I remember on one particularly bad tormenting session, we had knocked him down and this kid, Jeremy stood on Mike's back and started dancing. And there is Mike in front of 20 kids, boys and girls, crying his eyes out, and I remember for the first time, feeling really bad for the kid. I remember thinking, this kid must dread coming into school every day. In retrospect over 10 years later, I get sick to my stomach thinking how much he must have dreaded coming into school. I can remember when I was working 2 waiter jobs during the summer after my junior year of college. 7 days a week, I waited tables and I really didn't like my job. I got sick to my stomach every day when that alarm went off because I didn't want to go to work. To this kid it must have been a hundred times worse. To know that the best thing that would happen to you all day is that maybe you wouldn't get picked on. What kind of an existence it that.

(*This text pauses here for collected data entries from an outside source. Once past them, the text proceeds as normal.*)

PR #946, opened 2026-05-04
fix(assistant): update last_activity on existing session retrieval (#909)

### LINKED ISSUE #909: [assistant/session] Race condition: `last_activity` not updated in `get_or_create` — data loss window with eviction
## Summary

`ChatSessionManager.get_or_create()` does **not** update `last_activity` when returning an existing session. The handler updates `last_activity` only later inside `with session.lock:`. Between the two, the eviction thread can observe the old `last_activity`, acquire the session lock non-blocking, evict it, save it, and remove it from the registry — all before the handler has locked the session.

## Evidence

```python
# session.py:78-79 — returns existing session WITHOUT updating last_activity
if key in self._sessions:
    return self._sessions[key]

# handler.py:616 — last_activity updated later, inside lock
with session.lock:
    session.last_activity = time.monotonic()
```

## Impact

A session that receives a message after being idle for > `idle_timeout` can lose that message's turn. The eviction thread (running every 60s) evicts and saves the session to disk before the handler processes the new message. The handler's subsequent save overwrites that, but any concurrent re-creation loads stale data and one turn can be lost.

## Trigger

1. Session S has been idle for >= `idle_timeout` (default 3600s)
2. New message arrives → `get_or_create` returns S without updating `last_activity`
3. Eviction thread runs → sees S as idle → acquires S.lock → saves S → removes from registry
4. Handler acquires S.lock, processes turn, saves S
5. If another message arrives between 3 and 4 → creates S' from disk (state from step 3, missing this turn)

## Fix direction

Update `last_activity = time.monotonic()` inside `get_or_create` at line 79 before returning the existing session. This closes the window entirely.

## Component

assistant / session

## Severity

**High** — data loss under concurrent session eviction. Probability is low (tight timing required) but impact is permanent turn loss.

## Version

0.2.6

## Discovered by

Ami Wong, QA audit of src/assistant/session.py, 2026-05-04

ghost:
## Summary

Fixes #909 — race condition where `get_or_create()` returned existing sessions without refreshing `last_activity`, allowing frequently-used sessions to be incorrectly evicted as idle.

## Changes

- `src/assistant/session.py`: Add `session.last_activity = time.monotonic()` before returning an existing session from `get_or_create()`.
- `tests/test_assistant_session.py`: Add regression test `test_get_or_create_existing_session_updates_last_activity`.

## Validation

- All 15 `test_assistant_session.py` tests pass.
- `ruff check`: clean.
- `black --check`: clean.
- `pyright`: 0 errors, 0 warnings.

## Risk

Minimal — single-line behavioral fix inside existing registry lock, with regression test coverage.


ghost (approved):
## QA Review — APPROVED ✅

**Change**: Single-line fix: `session.last_activity = time.monotonic()` before returning existing session in `get_or_create()`. Inside `_lock` block — thread-safe.

**Why it matters**: Without this, `get_or_create()` returns existing sessions with stale `last_activity`, causing actively-used sessions to be evicted as idle. The idle eviction logic at line 84-88 compares `now - s.last_activity > self._idle_timeout`, so a session that's retrieved frequently but never has `last_activity` refreshed will be wrongly evicted.

**Verification**:
- Fix location: `session.py:79` — inside `with self._lock:` — correct locking
- Test: `test_get_or_create_existing_session_updates_last_activity` — sleeps 10ms and asserts `last_activity` was updated
- All 14 existing tests still pass (verified locally)

**Risk**: Minimal — single-line behavioral fix with regression coverage.

Ready for merge when CI passes.

PR #955, opened 2026-05-04
fix(api/auth): add per-route rate limiting to /register (closes #949)

### LINKED ISSUE #949: [api/auth] /register endpoint missing per-route rate limiting — account creation spam risk
## Summary
The `/auth/register` endpoint has no `per_route_rate_limit` dependency, while `/auth/login` and `/auth/refresh` both have `per_route_rate_limit(5, 60)`. Only the global SlowAPI 120/min blanket limit applies.

## Component
API (auth routes)

## Severity
High

## What happened
At `src/api/routes/auth.py:94-161`, the `register` endpoint accepts `RegisterRequest` with no rate-limit guard:

```python
@router.post("/register", ...)
async def register(
    body: RegisterRequest,
    db: AsyncSession = Depends(get_db),
) -> APIResponse[TokenPair]:
```

Compare with `login` (line 182):
```python
_rl: None = Depends(per_route_rate_limit(5, 60)),
```

And `refresh` (line 231):
```python
_rl: None = Depends(per_route_rate_limit(5, 60)),
```

## What should happen
The `/register` endpoint should have a per-route rate limit (e.g., 3 registrations per IP per hour: `per_route_rate_limit(3, 3600)`).

## Steps to reproduce
```bash
# Repeatedly POST to /auth/register with unique usernames
for i in $(seq 1 100); do
  curl -X POST http://localhost:8000/auth/register \
    -H "Content-Type: application/json" \
    -d "{\"username\":\"spam$i\",\"email\":\"spam$i@example.com\",\"password\":\"test123456\"}"
done
# All 100 succeed — only the global 120/min limit applies
```

## Impact
- Account creation spam can fill the database
- Enables credential-stuffing preparation
- Resource exhaustion via user record creation

## Likely cause
Rate limiting was added to login/refresh endpoints but overlooked on register.

## Suggested fix
Add `Depends(per_route_rate_limit(3, 3600))` to the register endpoint parameters.

- Test that rapid registration requests are rejected after the rate limit is exceeded
- Test that the rate limit resets after the window expires

ghost:
## Summary
Adds `per_route_rate_limit(3, 3600)` to the `/auth/register` endpoint to prevent account creation spam. The limit is stricter than login/refresh (3 per hour vs 5 per minute) because registration is a more expensive, irreversible operation.

## Changes
- `src/api/routes/auth.py`: add `_rl` dependency and 429 response docs to `/register`
- `tests/test_api_auth_security.py`: add regression test verifying 429 after 3 registrations from same IP

## Validation
- `test_register_is_rate_limited_after_three_attempts` passes
- `ruff check` clean
- `black --check` clean
- `pyright` clean (0 errors)

## Related
Closes #949


ghost (approved):
## QA Review — APPROVED ✅

**What**: Adds `per_route_rate_limit(3, 3600)` to the `/auth/register` endpoint plus a regression test.

**Verification**:
- Pattern matches existing rate limiting on `login` (line 182) and `refresh` (line 231)
- `request: Request` added correctly — needed by the rate limiter to extract client IP
- 429 response doc entry added to endpoint decorator
- Test `test_register_is_rate_limited_after_three_attempts` follows the same pattern as `test_refresh_is_rate_limited_after_five_requests` in the same test class
- 3 registrations/hour is a sensible limit — more restrictive than login/refresh (5/min) because registration is irreversible

**Concerns**: None. Clean fix with regression coverage.

Closes #949 once merged.

PR #971, opened 2026-05-05
fix(ci): add 2-minute timeout to Codecov upload to prevent job hang

dmitrii-northlandpositronics:
## Summary

The Codecov upload step has been hanging indefinitely when Codecov's servers are slow, causing **all** `Test (Python 3.13)` jobs to be cancelled after 45 minutes. This blocked 10+ PRs from merging today.

- Add `timeout-minutes: 2` to the Codecov upload step
- Add `continue-on-error: true` so the step fails gracefully

Coverage upload is advisory — a Codecov outage must not block PR merges.

## Test plan
- [ ] `Test (Python 3.13)` completes within 20 minutes on this PR (vs previously hanging at 20+ min)
- [ ] Coverage uploaded when Codecov is reachable; gracefully skipped when not


ghost (approved):
LGTM. Clean 2-line fix — exactly what's needed.

**Change:** Adds `timeout-minutes: 2` + `continue-on-error: true` to the Codecov upload step. The step was hanging indefinitely when Codecov servers are slow, which caused ALL Test(Python 3.13) jobs to be cancelled after 45 minutes. This unblocks ~10+ approved PRs.

**Verified:**
- Placement is on the step level (correct — not the job level)
- Already has `fail_ci_if_error: false` in `with:` params — consistent with making coverage upload advisory
- No other changes bundled — single file, 2 lines

Awaiting Test(Python 3.13) to go green on this PR before merge — but the change itself is trivially correct.

PR #2286, opened 2026-09-05
perf: bundle tar-stream to reduce install footprint

thymikee:
## Summary

Bundle tar-stream's Node.js dependency path so consumers no longer install tar-stream and its transitive packages. Archive extraction behavior stays unchanged.

A clean npm comparison removes 12 runtime packages and saves about 5.7 MB net with current registry resolutions, at a cost of 38,050 bytes of bundled JavaScript. Unused Bare runtime packages are excluded.

Declare tar-stream as a dev dependency in both root and host-kit, matching the existing bundled-pngjs pattern. Keep one explicit bundle allowlist; remove redundant pngjs/tar-stream `alwaysBundle` entries because dev dependencies bundle automatically. All 392 JavaScript/declaration outputs remain byte-identical after this simplification. Independent review found no further issues or smaller design preserving dependency enforcement.

Scope: four build/dependency metadata files. No dependency versions, runtime source, docs, or skills changed.

## Validation

Validated content at `02c811ea65`:

- Reproduced R11's host-kit dependency mismatch before the fix; all 198 layering tests and the layering scan pass afterward.
- Build, lint, typecheck, formatting, and 31 focused archive/package tests pass.
- Packed tarball passes publint, attw, dependency-closure validation, all 13 public imports, and CLI smoke checks in a clean install.
- Installed bundle extracts TAR/TGZ files and rejects path traversal with cleanup, without external tar-stream or Bare packages.

Full affected checks remain skipped at the user's request. Updated-head CI is pending.

### DIFF
--- a/package.json
+++ b/package.json
@@ -268,7 +268,6 @@
   "dependencies": {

To this day I wonder what ever became of Mike. Last time I saw him was about a year after I'd graduated highschool. He had grown his hair out to this greasy nappy mess. He was still a big guy and I guess he spent a lot of time fooling around on the computer. I remember in school, he was actaully a smart kid. He was in the higher reading and math groups with us. And yet I remember in highschool, he dropped down into the lower tracks of classes. I remember somebody, a teacher telling a few of us that Mike was actually IQ-wise probably smarter than any of us, but he just never tried very hard. I wonder if we had a hand in that. Constantly making him feel inferior to the point that he figured "What's the use." What does he do now? Did he ever make it out of that town? Did he ever find a group of friends that treated him with respect? Did he ever truly heal from the scars of childhood that we inflicted on him? Aaron was strong. He knew he was better than the petty teasing. He went to college to study robotix engineering. I heard from Jesse that Aaron had a girlfriend and was getting along fine with a group of people of his own caliber. He had survived. I wonder if Mike was as lucky?

Apparently my nostalgia turned to cynicism between last night and today.